Older coastal redwoods typically have a complicated canopy structure marked by ‘reiterations’ (multiple trunks arising when the main axis breaks in storms and sprouts new trunks). Multiple fusions also occur among branches and from trunk-to-trunk and branch-to-trunk from branch-to-branch; such fusions can themselves resprout (as do fallen branches or trunks on the ground) with each reiterated trunk supporting its own branch system. Remarkably, even non-fused and completely severed branches lodged in the crown can remain alive and resprout (see Figs. 7.2 and 7.3 and Noss 2000). This aerial scaffold in turn supports a complex community of epiphytes, including microorganisms, lichens, bryophytes, and vascular plants, as well as animals (Noss 2000; Williams and Sillett 2007). The base of the tree also provides a complex habitat for multiple organisms, as does dead wood on the forest floor. In short, clearly the coastal redwood is the epitome of an organism that both shapes and is itself dramatically shaped by its environment.

Finally, it is noteworthy that organisms can differ in phenotype for reasons beyond both conventional genetics and environment. This random component of variation is known as noise (Lewontin 2000; Griffiths et al. 2015). For example, the number of eye facets in Drosophila is typically different between the left and right eye. As the eyes of the same individual are genetically the same and their environments are effectively identical, such differences almost certainly result from stochasticity operating at the molecular level during ontogeny. Even clonal bacterial cells growing in homogeneous (shake-culture) conditions display nongenetic individuality attributable to fluctuation of key molecules in such low quantities that they are subject to statistical variation (Spudich and Koshland 1976; Avery 2006).

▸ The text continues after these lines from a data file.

PR #1934, opened 2021-04-11
Generate @deprecated annotations for enum and messages

### LINKED ISSUE #1919: Type deprecation should add annotation on jvm generated classes
```
message MyType {
  option deprecated = true;
}
```

should deprecate the generated class.

oldergod:
fixes #1919

Split in 2 commits.

### DIFF
--- a/wire-library/wire-tests/src/jvmKotlinInteropTest/proto-kotlin/com/squareup/wire/protos/kotlin/NoFields.kt
+++ b/wire-library/wire-tests/src/jvmKotlinInteropTest/proto-kotlin/com/squareup/wire/protos/kotlin/NoFields.kt
@@ -10,6 +10,7 @@ import com.squareup.wire.ProtoWriter
 import com.squareup.wire.Syntax.PROTO_2
 import kotlin.Any
 import kotlin.Boolean
+import kotlin.Deprecated
 import kotlin.Int
 import kotlin.Long
 import kotlin.String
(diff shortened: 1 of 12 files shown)


wire-library/wire-tests/src/jvmKotlinInteropTest/proto-kotlin/com/squareup/wire/protos/kotlin/NoFields.kt
```diff
@@ -10,13 +10,15 @@ import com.squareup.wire.ProtoWriter
 import com.squareup.wire.Syntax.PROTO_2
 import kotlin.Any
 import kotlin.Boolean
+import kotlin.Deprecated
```
Egorand, line 13: Didn't know Kotlin has its own Deprecated now, nice!

Egorand (approved):

wire-library/wire-tests/src/jvmKotlinInteropTest/proto-kotlin/com/squareup/wire/protos/kotlin/NoFields.kt
oldergod: We already use it for fields. The downside with this one is that it requires a message.

Egorand: Oh, wait, I'm dumb, I confused it with `Nullable`... NVM

PR #1936, opened 2021-04-14
Fix up some quality of life things in the Wire Gradle Plugin

swankjesse:
We weren't doing the right thing with generated .java files when the
Kotlin plugin was installed.

We were using println() for logging instead of hooking in standard
Gradle logging stuff.


swankjesse (commented):
Benoît’s changes LGTM!

oldergod (approved):

oldergod:
Everything passes locally.

PR #1938, opened 2021-04-15
Convert wire-library to KTS

swankjesse:


wire-library/buildSrc/src/main/kotlin/Dependencies.kt
```diff
@@ -0,0 +1,114 @@
+// If false - JS targets will not be configured in multiplatform projects.
```
swankjesse, line 1: I haven’t yet deleted the other `dependencies.gradle` file. I will do that once the enclosing project is converted to KTS.

oldergod (approved):

PR #1941, opened 2021-04-16
Automate removing redundant import in Swift WellKnownTypes

kevincianfarini:
References #1925.


wire-library/wire-runtime-swift/build.gradle.kts
```diff
@@ -59,6 +59,11 @@ val generateSwiftProtos by tasks.creating(JavaExec::class) {
     }
 
     actualFiles.forEach { File(it).delete() }
+
+    exec {
+      workingDir(".")
+      commandLine("sh", "-c", "find src/main/swift/wellknowntypes -type f | xargs sed -i '' 's/import Wire//g'")
```
JakeWharton, line 65: Does this work on Windows? I guess if you have WSL.

I would prefer we do this in Groovy/Gradle. Something like
```groovy
file(swiftOut).eachFileRecurse(FileType.FILES) { file ->
  file.text = file.text.replace("import Wire\n", "")
}
```
but I haven't tested that...

kevincianfarini: I think that's definitely a better approach. 

However, the current one _would_ still work because the build _always_ needs to run on macOS currently. Currently the `sed` command is actually bsd specific I believe. 

Will update, I like yours better.

JakeWharton (approved):

efirestone (approved):

PR #1942, opened 2021-04-19
Generate Swift Duration golden proto implementation

kevincianfarini:
References #1925


wire-library/wire-tests-swift/src/main/swift/proto3/AllTypes.swift
```diff
@@ -0,0 +1,2189 @@
...
+    public var any: Any? {
+        get {
+            storage.any
+        }
+        set {
+            copyStorage()
+            storage.any = newValue
+        }
+    }
+    public var duration: Duration? {
```
kevincianfarini, line 172: here's duration @efirestone :)

JakeWharton:
Is it safe to have two types with the same name in the same module (even though they're in different folders)? I would think that wouldn't work. Probably need to generate into actual Test2 and Test3 modules that can then be imported in the actual test.

kevincianfarini:
@JakeWharton it doesnt. Breaking the out into separate modules currently.

wire-library/wire-tests-swift/src/main/swift/proto3/AllTypes.swift
```diff
@@ -0,0 +1,2189 @@
...
+    public var `struct`: Struct? {
+        get {
+            storage.`struct`
+        }
+        set {
+            copyStorage()
+            storage.`struct` = newValue
+        }
+    }
+    public var list_value: ListValue? {
```
efirestone, line 190: This won't compile right now, right? Since we have things like `ListValue` and `Struct` in here? We would need to be importing the basic Google types for that to work (for now), but eventually we want to either be using all-included types, or native Swift types, with no dependency on the actual Google library.

So, options seem like:
1. It won't build, but we don't care for now and our goal is to get it building
2. Immediately add all of these Google types into Wire, like we did with Duration, then work to remove ones that can be modeled with native types instead
3. Set up the test to depend on the actual Google basic types protos (generated as a separate module) and slowly work to remove that dependency

Any of these seem fine to me, although if it's currently building/passing I'd hate to turn off all other tests in order to go with (1). If we can still run other tests for now then all seem like fine options. I'd lean mildly toward (1) or (3) just so that we're not technically temporarily adding API with (2) (like the Struct type), then removing it as we move toward using native Swift types.

kevincianfarini: Or we could: 

4. Generate a "golden" proto -- one for each WellKnownType we implement. Once we have every WellKnownType included, remove the fragmented golden protos in favor of `all_types.proto`.

efirestone: Also good with that, assuming other maintainers are cool with adding/removing golden protos. Could also make them iOS-specific golden protos in some new directory somewhere.

I leave it up to you.

kevincianfarini:
@efirestone requested review from @oldergod. The "new" golden proto isn't referenced anywhere outside of the swift build, so I'm hoping that it's good to go.

JakeWharton (approved):

PR #1943, opened 2021-04-20
Throwing an error when encountering an unexpected `ProtoReader.beginMessage` instead of calling `fatalError`.

cgarrett-square:
When developers attempt to decode invalid proto data, it's possible they'll hit a `fatalError` inside Wire's `ProtoReader`. Instead, we want to to allow them to catch the error and recover from it. This PR enables this by throwing an error in `ProtoReader.beginMessage` if `beginMessage` is called unexpectedly.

The phenomenon is typically referred to as “phenotypic heterogeneity” in bacteriology (Ackermann 2015). In fact, noise arises from stochastic events both extrinsic and intrinsic to a given cell (Elowitz et al. 2002). Although it has been recognized for decades, only relatively recently has the far-reaching impact of noise and stochasticity become more fully appreciated. This is attributable to expanding interest in epigenetics and the rapidly advancing technology to dissect genetic and metabolic circuits, often at the level of individual molecules in living cells, (e.g., Losick and Desplan 2008; Eldar and Elowitz 2010). We discuss several examples and implications in the ensuing sections. It should further be noted that, notwithstanding the vagaries and versatility imposed by noise and the environment, ontogeny can be strongly genetically driven and adaptive. For example, Holeski et al. (2009) show in a common garden experiment with ramets propagated from the top, middle, and bottom of cottonwood trees that resistance to aphids is significantly higher in the top than bottom, i.e., that it is genetically programmed and not a function of environmental factors that vary with height such as sunlight or water relations.